A family have lost everything but the clothes on their backs after a fire destroyed their Waipawa house but say their Christian faith is getting them through.

Yesterday morning, Bruce and Jocelyn Buchanan and their two young grandsons awoke to their fire alarms sounding and part of their home engulfed by flames.

Jocelyn Buchanan (Left) and Bruce Buchanan have lost everything in a fire which destroyed their home in Waipawa. Photo/Duncan Brown
Jocelyn Buchanan (Left) and Bruce Buchanan have lost everything in a fire which destroyed their home in Waipawa. Photo/Duncan Brown

"I got up and saw flames in the corner," Jocelyn said. "I tried to put it out but it got too big and we had to abandon it."

Their youngest grandchild, 9-year-old William, has cerebral palsy and recently had an operation which meant he had casts on both legs and was wheelchair-bound.


"Because of my brain injury 13 years ago, I am noise-sensitive and William is the same, so we heard the alarms. He and the dog raced into my bed."

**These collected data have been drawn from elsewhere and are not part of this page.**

PR #1195, opened 2022-04-05
Remove unnecessary instanceStatus.State() call

Bo0km4n:
To remove unnecessary instanceStatus.State() call

Fixes #

**TODOs**:

- [ ] squashed commits
- if necessary:
  - [ ] includes documentation
  - [ ] adds unit tests

/hold

### DIFF
--- a/controllers/openstackmachine_controller.go
+++ b/controllers/openstackmachine_controller.go
@@ -339,13 +339,13 @@ func (r *OpenStackMachineReconciler) reconcileNormal(ctx context.Context, scope 
 	addresses := instanceNS.Addresses()
 	openStackMachine.Status.Addresses = addresses
 
-	switch instanceStatus.State() {
+	switch state {
 	case infrav1.InstanceStateActive:
 		scope.Logger.Info("Machine instance is ACTIVE", "instance-id", instanceStatus.ID())
 		openStackMachine.Status.Ready = true
 	case infrav1.InstanceStateError:
 		// Error is unexpected, thus we report error and never retry
-		handleUpdateMachineError(scope.Logger, openStackMachine, errors.Errorf("OpenStack instance state %q is unexpected", instanceStatus.State()))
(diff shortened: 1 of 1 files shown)


tobiasgiese:
I don't think that this change is needed nor correct.

We're just using the variable `state` as a pointer helper for `openStackMachine.Status.InstanceState`.

https://github.com/kubernetes-sigs/cluster-api-provider-openstack/blob/6ba04de45920c102886bdeeeb21bf1a1119c5967/controllers/openstackmachine_controller.go#L330-L331

Further, calling `instanceStatus.State()` just returns the string of the instance state.

https://github.com/kubernetes-sigs/cluster-api-provider-openstack/blob/6ba04de45920c102886bdeeeb21bf1a1119c5967/pkg/cloud/services/compute/instance_types.go#L91-L93

mdbooth:
It's a toss up, tbh. However, I think pulling state into a variable is less frequent than just calling it, so on balance I'm inclined to say calling State() is more idiomatic. I don't think either is 'wrong', though.

However, note that State() is *extremely* cheap. In fact godbolt suggests there's a good chance (compiler optimisations permitting) it's free here: https://godbolt.org/z/PbYE68Wof (note how neither switch statement generates code).

There may be an improvement we could make here, though. I said that we don't normally pull State() into a variable, and we wouldn't have to do it here if we did:

```golang
openStackMachine.Status.InstanceState = pointer.String(instanceStatus.State())
```

Is that easier on the eye? I don't think there's much in it.

What brought you to the code today, btw?

Bo0km4n:
I apprecieate your reviews.
If you guys don't think it's necessary, it doesn't have to be merged.
The reason I submitted this PR this time is simply because I thought it was a useless code.
I was not thinking of any compiler-level optimizations.

tobiasgiese:
I'll close this PR.
@Bo0km4n if you want to re-discuss this topic, feel free to reopen it 🙂

PR #1199, opened 2022-04-13
🏃 Add tests for cluster controller

lentzi90:

This adds some simple tests for the OpenStackCluster controller.

2. Note that there are 3 commit. I can make separate PRs for them or remove some of them if needed.
3. [This file](https://github.com/kubernetes-sigs/cluster-api-provider-openstack/pull/1199/files#diff-9da8f7e78e11f549d7ff45cd4706d6946b664816033d9a29a518017b98a06a7a) was copied almost verbatim from CAPA. We could alternatively import the relevant package. What do you think would be better?
4. Please note the pending test. I'm not sure how to move forward with this and would appreciate any hints. If there are no obvious solutions I think maybe we should have an issue to discuss this further?

**TODOs**:

- [ ] squashed commits
- if necessary:
  - [ ] includes documentation
  - [x] adds unit tests

/hold

### DIFF
--- a/controllers/openstackcluster_controller_test.go
+++ b/controllers/openstackcluster_controller_test.go
@@ -1,0 +1,224 @@
+/*
+Copyright 2022 The Kubernetes Authors.
+
+Licensed under the Apache License, Version 2.0 (the "License");
+you may not use this file except in compliance with the License.
+You may obtain a copy of the License at
+
+    http://www.apache.org/licenses/LICENSE-2.0
+
+Unless required by applicable law or agreed to in writing, software
+distributed under the License is distributed on an "AS IS" BASIS,
+WITHOUT WARRANTIES OR CONDITIONS OF ANY KIND, either express or implied.
+See the License for the specific language governing permissions and
+limitations under the License.
+*/
+
+package controllers
+
+import (
+	"context"
+	"fmt"
+
+	"github.com/gophercloud/gophercloud"
+	"github.com/gophercloud/utils/openstack/clientconfig"
+	. "github.com/onsi/ginkgo"
+	. "github.com/onsi/gomega"
+	metav1 "k8s.io/apimachinery/pkg/apis/meta/v1"
+	"k8s.io/apimachinery/pkg/types"
+	clusterv1 "sigs.k8s.io/cluster-api/api/v1beta1"
+	"sigs.k8s.io/cluster-api/test/framework"
+	"sigs.k8s.io/cluster-api/util/annotations"
+	"sigs.k8s.io/cluster-api/util/patch"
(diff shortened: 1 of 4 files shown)


controllers/openstackcluster_controller_test.go
```diff
@@ -0,0 +1,224 @@
...
+		req := createRequestFromOSCluster(testCluster)
+
+		result, err := reconciler.Reconcile(ctx, req)
+		// Expect error for getting OS clinet and empty result
+		Expect(err).ToNot(BeNil())
+		Expect(result).To(Equal(reconcile.Result{}))
+	})
+
+	// TODO: This test is set to pending (PIt instead of It) since it is not working.
+	PIt("should be able to reconcile when basition disabled", func() {
```
lentzi90, line 173: Please take a look at this test specifically. I'm not sure how to move forward here. The basic tests above does not require any interaction with the Openstack API, but this one does and I didn't find a good way to fake it. Am I missing something? Is it possible to get a fake/mock scope or dummy openstack API to use in tests like these?

controllers/suite_test.go
```diff
@@ -57,6 +59,11 @@ var _ = BeforeSuite(func() {
 		CRDDirectoryPaths: []string{
 			filepath.Join("..", "config", "crd", "bases"),
 		},
+		// Add fake CAPI CRDs that we reference
+		CRDs: []*apiextensionsv1.CustomResourceDefinition{
+			external.TestClusterCRD.DeepCopy(),
```
apricote, line 64: What is the benefit of faking the CRDs instead of including the actual ones? (I have not really worked with envtest before)

lentzi90: I think the main benefit is that we don't have to include the CAPI CRDs either in the repo or automatically download them to be able to run the tests.

apricote: Ah right, because this expects `CustomResourceDefinition` objects, but we currently only import the API types (from `sigs.k8s.io/cluster-api/api/*`.

That makes sense. Thank you :)

lentzi90:
I have split this up into two now. The first part is https://github.com/kubernetes-sigs/cluster-api-provider-openstack/pull/1239 and this is the second. I'll rebase this once the first is merged.

/hold

lentzi90:
@mdbooth this is now rebased and ready to go in I think. The only thing I'm wondering is if I should remove the disabled test for now or keep it there as a TODO. What do you think?

mdbooth:
> @mdbooth this is now rebased and ready to go in I think. The only thing I'm wondering is if I should remove the disabled test for now or keep it there as a TODO. What do you think?

I don't think it's important. It's a little messy but it's documented why it's messy and we have a plan to fix it up soon.

PR #1213, opened 2022-04-20
🏃Remove prankul88 as a reviewer

mdbooth:
@prankul88, if you're planning to stay around I'm very happy to leave you in! If not, this should stop spam from reviews being automatically assigned to you.

/hold


jichenjc:
I haven't see @prankul88 for a while, so I agree we can remove him and if he want to rejoin we are more than happy to do that

/lgtm
/hold cancel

Bruce, who has chronic pain syndrome and uses a wheelchair, tried to put the flames out with towels but that proved unsuccessful. His motorised wheelchair was destroyed in the fire.

Firefighters try to put the fire out. Photo/Duncan Brown
Firefighters try to put the fire out. Photo/Duncan Brown

William crawled out the back with his double cast, leaving his expensive wheelchair inside, Jocelyn said. Their other grandson, 10-year-old Hunter, went to the front gate.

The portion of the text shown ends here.